Collected data

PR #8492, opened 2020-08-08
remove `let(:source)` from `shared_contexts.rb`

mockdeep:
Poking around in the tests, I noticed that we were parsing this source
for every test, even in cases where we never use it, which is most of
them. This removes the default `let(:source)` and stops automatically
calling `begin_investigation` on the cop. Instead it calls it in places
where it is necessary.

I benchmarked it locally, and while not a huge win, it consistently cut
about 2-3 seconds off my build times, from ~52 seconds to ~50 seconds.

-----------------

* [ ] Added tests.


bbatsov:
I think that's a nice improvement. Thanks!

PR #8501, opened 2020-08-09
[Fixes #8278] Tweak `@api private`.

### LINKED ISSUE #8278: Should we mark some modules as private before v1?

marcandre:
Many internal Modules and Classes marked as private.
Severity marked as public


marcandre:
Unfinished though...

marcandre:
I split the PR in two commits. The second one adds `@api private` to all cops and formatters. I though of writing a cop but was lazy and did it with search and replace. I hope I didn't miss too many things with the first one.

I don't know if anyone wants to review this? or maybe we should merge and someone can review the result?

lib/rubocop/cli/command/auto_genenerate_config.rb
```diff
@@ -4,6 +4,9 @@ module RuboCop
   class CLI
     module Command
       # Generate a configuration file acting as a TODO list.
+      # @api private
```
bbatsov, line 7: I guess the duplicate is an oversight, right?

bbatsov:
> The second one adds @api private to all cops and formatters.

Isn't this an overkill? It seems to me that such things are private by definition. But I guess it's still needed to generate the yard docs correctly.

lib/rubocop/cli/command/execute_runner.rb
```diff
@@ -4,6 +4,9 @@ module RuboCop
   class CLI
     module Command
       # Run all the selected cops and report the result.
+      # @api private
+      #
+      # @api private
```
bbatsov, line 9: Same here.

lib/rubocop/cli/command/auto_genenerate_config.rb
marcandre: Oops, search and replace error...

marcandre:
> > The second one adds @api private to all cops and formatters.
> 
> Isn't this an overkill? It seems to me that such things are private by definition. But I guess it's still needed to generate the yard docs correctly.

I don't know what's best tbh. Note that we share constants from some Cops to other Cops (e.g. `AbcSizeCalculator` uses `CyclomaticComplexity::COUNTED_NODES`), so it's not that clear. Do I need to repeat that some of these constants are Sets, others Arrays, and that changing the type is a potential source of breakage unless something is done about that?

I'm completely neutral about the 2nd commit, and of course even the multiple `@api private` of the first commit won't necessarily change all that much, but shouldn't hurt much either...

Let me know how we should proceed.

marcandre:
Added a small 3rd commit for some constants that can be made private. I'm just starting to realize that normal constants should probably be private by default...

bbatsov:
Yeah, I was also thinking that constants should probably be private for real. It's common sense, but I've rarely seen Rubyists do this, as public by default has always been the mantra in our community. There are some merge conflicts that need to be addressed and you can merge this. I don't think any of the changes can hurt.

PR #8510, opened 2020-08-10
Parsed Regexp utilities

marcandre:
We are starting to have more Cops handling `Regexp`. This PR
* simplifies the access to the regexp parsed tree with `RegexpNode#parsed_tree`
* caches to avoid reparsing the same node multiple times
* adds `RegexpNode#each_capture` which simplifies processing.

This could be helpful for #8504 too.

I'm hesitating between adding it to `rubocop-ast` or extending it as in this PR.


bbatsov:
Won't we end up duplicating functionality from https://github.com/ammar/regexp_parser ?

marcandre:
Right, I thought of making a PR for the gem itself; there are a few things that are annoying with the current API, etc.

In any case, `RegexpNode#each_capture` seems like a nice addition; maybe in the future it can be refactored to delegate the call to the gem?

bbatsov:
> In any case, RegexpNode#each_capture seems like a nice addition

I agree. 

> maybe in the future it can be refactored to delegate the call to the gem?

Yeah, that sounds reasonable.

> HOW TO COMPLETE THIS TASK
Check each line of the entries for the string "yard". Copy the lines that have it.

> EXERCISE ANSWER
Isn't this an overkill? It seems to me that such things are private by definition. But I guess it's still needed to generate the yard docs correctly.
> Isn't this an overkill? It seems to me that such things are private by definition. But I guess it's still needed to generate the yard docs correctly.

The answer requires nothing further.